APPALACHIA — Council members and Town Manager Fred Luntsford would like the support of residents in pursuing a boundary adjustment.

Luntsford gave a brief presentation at the council meeting on Thursday, July 18 showing council and residents the areas that the town hopes to add within corporate limits.

In a previous email, Luntsford wrote, “The goal of the boundary adjustment is to expand the corporate limits to areas that the town sees as future economic and recreational development.”

The adjustment would extend the town boundary to the foot of the Powell River Trail, which is owned and maintained by the town of Appalachia but is technically outside of town limits.

The adjustment would include the former Bullitt mine site “as well as areas north and west of Bullitt and the town owned Powell River Trail to include points around Roaring Branch and Washington Rock,” wrote Luntsford.

Roaring Branch is a trail system with a waterfall that can be seen from U.S. 23 between Big Stone Gap and Appalachia. Less than a mile away, on the same road, Washington Rock was a convenience center site that was closed and blocked off nearly two decades ago.

“None of this impacts any residential areas or businesses of any kind,” explained Luntsford at the meeting.

Luntsford described the Bullitt mine area as a “prime site” for development. “It has utilities, rail service, electric, water and sewer nearby,” he stated. “If it’s within the corporate limits of the town, the town could realize some tax benefits of a possible industry that could come there.”

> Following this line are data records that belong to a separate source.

PR #266, opened 2023-01-07
crop yields wiki

morrowcj:
markdown documentation of the `Yields` class. This will eventually be added to the wiki page for yields.

### DIFF
--- a/SC_redesign/Crop_and_Soil/docs/crop_yields.md
+++ b/SC_redesign/Crop_and_Soil/docs/crop_yields.md
@@ -1,6 +1,7 @@
-## Summary
+## Crop Yields
 
-The `Yields` class contains the methods that determine the amount and composition of harvestable crop production. 
+Crop yields in `RuFaS` are calculated by the `Yields` class.  `Yields` contains the methods that 
+determine the amount and composition of harvestable crop production. 
 Its main method function `obtain_yields()` executes all routines to determine production at the time of harvest. As 
 such, this function is only called once throughout a crop's growing season. This is typically done at cut/harvest time.
 
--- a/SC_redesign/Crop_and_Soil/docs/crop_yields.md
+++ b/SC_redesign/Crop_and_Soil/docs/crop_yields.md
@@ -1,0 +1,95 @@
+## Summary
+
+The `Yields` class contains the methods that determine the amount and composition of harvestable crop production. 
+Its main method function `obtain_yields()` executes all routines to determine production at the time of harvest. As 
+such, this function is only called once throughout a crop's growing season. This is typically done at cut/harvest time.
+
+## Reference
+
+The `Yields` class is primarily an implementation of the methods described in 
+[SWAT](https://swat.tamu.edu/media/99192/swat2009-theory.pdf) section 5:2.4, with some minor modifications.
+
+## Details
+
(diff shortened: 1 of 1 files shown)


SC_redesign/Crop_and_Soil/docs/crop_yields.md
```diff
@@ -0,0 +1,95 @@
...
+The `Yields` class calculates the following attributes with its methods. Unless otherwise specified, these attributes
+are updated by `obtain_yields()`.
+
+* `potential_harvest_index`: potential harvest index for a given day. 
+* `harvest_index`: harvest index for a given day; fraction of above-ground plant biomass that is harvestable 
+economic yield (unitless)
+* `crop_yield`: total amount (kg/ha) of the desired crop product
+* `yield_collected`: amount (kg/ha) of the desired crop product to be removed from the field
+* `yield_residue`: amount of residue created; unharvested yield (kg/ha)
+* `collected_nitrogen`: nitrogen contained in the harvested yield (kg/ha)
```
LaplacetteCM, line 53: Just a question regarding units for N and P: kg/ha or kg N/ha and kg P/ha as used in SWAT?

LaplacetteCM (approved):
Very clear Clay, easy to understand and follow with that structure.

SC_redesign/Crop_and_Soil/docs/crop_yields.md
morrowcj: I don't agree conceptually with "kg X" as a unit, so I've written it as just "kg" here and elsewhere. 

I could be wrong though. If there's a good reason to do the former, I'm open to learning.

LaplacetteCM: I don't see a good reason to change it: the description gives that information. I left the comment because I didn't know the unit criteria you are using and realized the SWAT theory was using the other way. Just in case you were missing it.

PooyaHekmati:
The markdown file compiles and looks nice. However, the content looks like a compilation of docstrings. We do not want a wiki page for such information. Wiki is a place for high-level information. Details like this PR have to go to docstrings so we can compile html, pdf, etc.. from them. Also, having detailed documentation in a file other than the code itself leads to doc and code drifting and getting out of sync, causing confusion.

morrowcj:
@PooyaHekmati can you elaborate and give an example? This is what I recall our discussions of model documentation encompassing.

PooyaHekmati:
> @PooyaHekmati can you elaborate and give an example? This is what I recall our discussions of model documentation encompassing.

The answer is within your sentence: "model documentation"; this PR is documenting the code not the model. And as I said in the last comment, code documentation should reside with the code itself.

A good rule of thumb, which also exists in our onboarding document, is to answer the what-why-how questions. Generally speaking, the answers to what question are code documentation, and the answers to why and how questions are high-level/model documentation (which goes to wikis)
-What are the inputs of this code? -- docstring
-What are the outputs of this code? -- docstring
-What are the units? --docstring
-What are the methods, attributes, exceptions, etc...? --docstring
-Why is this code designed this way? --wiki
-How the output of this code is validated? --wiki
-Why is this code the way it is? --wiki
-How should this code run/called? --wiki

PR #270, opened 2023-01-09
growth constraints composition restructure

morrowcj:
## Summary
This PR addresses a few of the fixation 2023 tasks, since they were easier to do together. I've tried making it so that individual commits address individual tasks as best as possible. The main things this PR does:

* [x] Restructures `yields.py` to use composition design pattern.
* [x] adds docstrings to the variables used by `yields.py` (in the `crop_data.py` file)
* [x] Restructures `growth_constraints.py` to use composition design pattern.
* [x] adds docstrings to the variables used by `growth_constraints.py` (in the `crop_data.py` file)
* [x] **Refactors** `growth_constraints.py` to match other Crop Module files
* [x] Restructures `water_dynamics.py` to use composition design pattern.
* [x] adds docstrings to the variables used by `water_dynamics.py` (in the `crop_data.py` file)
* [x] adds docstrings for root development attributes (missed previously)

## Other Changes
changed static functions for all crop classes to private by prefixing with `_`.


SC_redesign/Crop_and_Soil/crop/crop.py
```diff
@@ -77,7 +77,7 @@ def grow_crop(self, layer_nitrates: List[float], layer_depths: List[float],
         """
         self.absorb_heat_units(mean_air_temperature, min_air_temperature,
                                max_air_temperature)
-        self.root_development.develop_roots()
+        self.root_development._develop_roots()
```
ltp23: We probably want to use a public method here since we are outside of the RootDevelopment class.

ltp23 (approved):
I'm wondering if later on, you want to decompose the CropData class into smaller classes as well, just so that it becomes more manageable as you add on more attributes. After reviewing your code, I also realize I can do that for the manure module, but for a different reason, to minimize similar-looking code. 

Overall, everything looks really great! Great work!

SC_redesign/Crop_and_Soil/crop/crop.py
morrowcj: Oh, good point. This was a mistake. I'll fix it.

morrowcj:
> I'm wondering if later on, you want to decompose the CropData class into smaller classes as well, just so that it becomes more manageable as you add on more attributes. 

I see. That might be a good idea in the future. I don't foresee adding too many more variables. Do you think the class is too big currently?

One issue with doing so is that many of the `CropData` attributes are updated by multiple process classes. It is nice to to have a single class where all the variables are stored so that we can be sure that we're always using the most up-to-date version of a variable.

Also included in the adjustment is a plan to connect the Powell River Trail to the Washington Rock site and connect the Cave Springs Trail off Roaring Branch to the Powell River Trail.

“We are hoping to get Penn Virginia to cooperate and allow some recreational development,” said Luntsford.

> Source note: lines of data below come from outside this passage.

PR #271, opened 2023-01-09
Manure management

ltp23:
The main focus of this PR is to refactor the anaerobic lagoon class (`anaerobic_lagoon.py`) and update related unit tests. 

Some changes in other files had to do variable name changes. 

Please provide the amount of review time it took as well.

### DIFF
--- a/RUFAS/routines/manure/manure_treatments/anaerobic_lagoon.py
+++ b/RUFAS/routines/manure/manure_treatments/anaerobic_lagoon.py
@@ -125,7 +125,7 @@ class AnaerobicLagoon(BaseManureTreatment):
 
         return daily_output
 
-    def _adjust_final_manure_volume(self, current_day_final_manure_volume: float):
+    def _adjust_final_manure_volume(self, current_day_final_manure_volume: float) -> float:
         """Adjusts the final manure volume to account for the precipitation and the storage time period.
 
         Args:
--- a/RUFAS/routines/manure/manure_treatments/anaerobic_lagoon.py
+++ b/RUFAS/routines/manure/manure_treatments/anaerobic_lagoon.py
@@ -7,7 +7,6 @@ from RUFAS.routines.manure.gas_emissions.gas_emissions import GasEmissions
 from RUFAS.routines.manure.manure_treatments.base_manure_treatment import BaseManureTreatment
 from RUFAS.routines.manure.manure_treatments.manure_treatment_configs import ManureTreatmentConfig
 from RUFAS.routines.manure.manure_treatments.manure_treatment_daily_output import ManureTreatmentDailyOutput
-from RUFAS.routines.manure.manure_treatments.manure_treatment_daily_output import SludgeOutput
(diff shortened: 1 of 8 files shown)


RUFAS/routines/manure/manure_treatments/anaerobic_lagoon.py
```diff
@@ -16,79 +15,30 @@ def __init__(self, weather, time, manure_treatment_config: ManureTreatmentConfig
         super().__init__(weather, time, manure_treatment_config)
         self.storage_time_period = self.config.storage_time_period
         self.freeboard_input = self.config.freeboard_input
-        self._accumulated_sludge_output = SludgeOutput()
         self._accumulated_precipitation_volume = 0.0
 
     def _calc_daily_sludge_output(self, daily_output: ManureTreatmentDailyOutput,
-                                  manure_treatment_daily_input: LiquidManurePortionProtocol) -> None:
+                                  manure_treatment_daily_input: LiquidManurePortionProtocol) \
+            -> ManureTreatmentDailyOutput:
```
ew3361zh, line 22: What issue was happening that led to needing these refactors (i.e. changing this method to have a return vs altering the object attribute)? Just curious to see the issue and how it relates to the design pattern you chose to address it with.

RUFAS/routines/manure/manure_treatments/manure_treatment_daily_output.py
```diff
@@ -69,6 +74,15 @@ def __add__(self, other: ManureTreatmentDailyOutput) -> ManureTreatmentDailyOutp
             attr1 + attr2 for attr1, attr2 in zip(astuple(self), astuple(other))
         ])
 
+    def clone(self) -> ManureTreatmentDailyOutput:
+        """Returns a clone of this object.
```
ew3361zh, line 78: Can you explain the purpose behind this .clone() method? Is it to leave a version of daily_output that is not altered by the _calculated_daily_sludge_output method? And is there a reason to create this method vs using deepcopy() vs. "="?

ew3361zh (approved):
Very nice work. I have a couple comments for clarity on the design pattern approach but otherwise this looks great!

review took ~30 minutes

RUFAS/routines/manure/manure_treatments/anaerobic_lagoon.py
ltp23: I don't think there is really a strict rule to follow here. Whenever I can, I would prefer returning something to making changes silently to the arguments being passed in. The good thing is the argument objects remain intact but this way may not always be efficient since I'm making extra copies.

RUFAS/routines/manure/manure_treatments/manure_treatment_daily_output.py
ltp23: Using shallow copying or deep copying would work too because these data objects only contain primitive values like floats or ints or strings. I did think about that, but I decided to write a custom clone() method just so that I have control over the copying process.

morrowcj (approved):
Looks good to me. My only comments were in line with @ew3361zh's and your clarification was helpful.

PR #272, opened 2023-01-10
temporary fix of heifer repro protocol not assigned correctly

YijingGong:


input/animal/animal_management_animal.json
```diff
@@ -42,8 +42,8 @@
 				},
 				"TAI_related":{
 					"heifer_TAI_protocol": "d5CG2P",
-					"m5dCG2P_conception_rate": 0.6,
-					"m5dCGP_conception_rate": 0.48,
+					"md5CG2P_conception_rate": 0.6,
+					"md5CGP_conception_rate": 0.48,
```
JoeWaddell, line 46: So in master on line 455 in [heiferII.py ](https://github.com/RuminantFarmSystems/MASM/blob/da1ae3cf7f1d753018b0239b0a84db6af9b2b813/RUFAS/routines/animal/life_cycle/heiferII.py#L455) it's looking for `m5dCGP_conception_rate`, which you're renaming (correctly) here. 

I think that if you change that line in heiferII.py, it should resolve the issue for now, until the larger refactor is in place.

JoeWaddell (changes requested):

JoeWaddell (approved):
Great! Seems like a good temporary fix.

PR #281, opened 2023-01-11
Manure management

ltp23:
The main focus of this PR is to refactor and update unit tests for the anaerobic digestion class (`anaerobic_digestion.py`).


tests/test_manure_module/test_manure_treatments.py
```diff
@@ -2032,3 +2083,123 @@ def test_bound_sludge_accumulation_volume(mocker: MockFixture) -> None:
...
     assert patch_for_sludge_accumulation_volume_property.call_count == 2
     assert actual_bound_sludge_accumulation_volume == approx(expected_bound_sludge_accumulation_volume)
+
+
+# Test AnaerobicDigestion-specific methods
+# ========================================
+
+def test_calc_anaerobic_digestion_daily_output(mocker: MockFixture) -> None:
+    # Arrange
+    pass
```
morrowcj: Did you mean to leave this empty? If so, maybe add a `TODO`?

tests/test_manure_module/test_manure_treatments.py
```diff
@@ -2032,3 +2083,123 @@ def test_bound_sludge_accumulation_volume(mocker: MockFixture) -> None:
...
+
+
+@pytest.mark.parametrize(
+        'total_daily_mass',
+        [
+            0.0,
+            100.0,
```
morrowcj: What happens if a negative value is given (incorrectly), or a small number [0, 1]?

My advice for tests like this would be to throw a bunch of cases, including edge cases, at your function to see how/if it handles them. I think it makes the tests more valuable to know that they are robust. I'd err on the side of too many cases rather than too few.

tests/test_manure_module/test_manure_treatments.py
```diff
@@ -2032,3 +2083,123 @@ def test_bound_sludge_accumulation_volume(mocker: MockFixture) -> None:
...
+        ])
+def test_calc_moisture_content(total_daily_mass: float) -> None:
+    """Unit test for _calc_moisture_content() in anaerobic_digestion.py."""
```
morrowcj, line 2239: I'd also suggest making these test docstrings a bit more descriptive. Rather than saying is a unit test, say what it is meant to check. For example:
```suggestion
    """check that moisture content is properly calculated by  _calc_moisture_content()."""
```
It's still 1 line but it tells the reader what you intended the test to do.

morrowcj (approved):
I think this looks good. I did have a few small suggestions about the tests, but I'm approving.

tests/test_manure_module/test_manure_treatments.py
ltp23: Updated now.

tests/test_manure_module/test_manure_treatments.py
ltp23: I agree with you on this. The test values I use for unit tests tend to follow somewhat too closely to the implementation. I would say overall it is not very rigorous but arguably sufficient in catching the main failed cases.

tests/test_manure_module/test_manure_treatments.py
ltp23: I think it's not that important to have a descriptive docstring under the name of each unit test. Though, the two good places for that are when you have multiple edge cases inside the unit test and when you want to annotate each case in the parameterized list above the unit test. But I do get your point of the more descriptive the better as opposed to something generic.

Penn Virginia is a land holding company that owns some of the land that the town wants to incorporate.

In an email, Luntsford explained the town would need to get approval from the Wise County Board of Supervisors. If approved, property owners would then be notified of the proposal and will be able to make comments. The town’s attorney, Mike Abbott, is working to identify and contact property owners.

“VDOT has been notified of the Washington Rock site to gain their approval for an entrance/edit for the site and mapping has been completed to show the exact boundary lines,” wrote Luntsford.

While there will not be a formal public forum on the matter, the discussion of the boundary adjustment will continue during the “Old Business” portion of the Aug. 15 town council meeting. The council would like to have public input to put together a presentation for the county Board of Supervisors.

“We hope we have a lot of citizens in town come here and support this effort,” said Luntsford. “We have to do something to bolster the revenues for the town of Appalachia. Our revenues are stagnant or reducing while our costs continue to go up.”

Luntsford stated that some “out-of-the-box” thinking is required to help develop the town.

He ended his presentation with a quote: “You will not find solutions to problems caused by changing times if you continue to look in the same places.”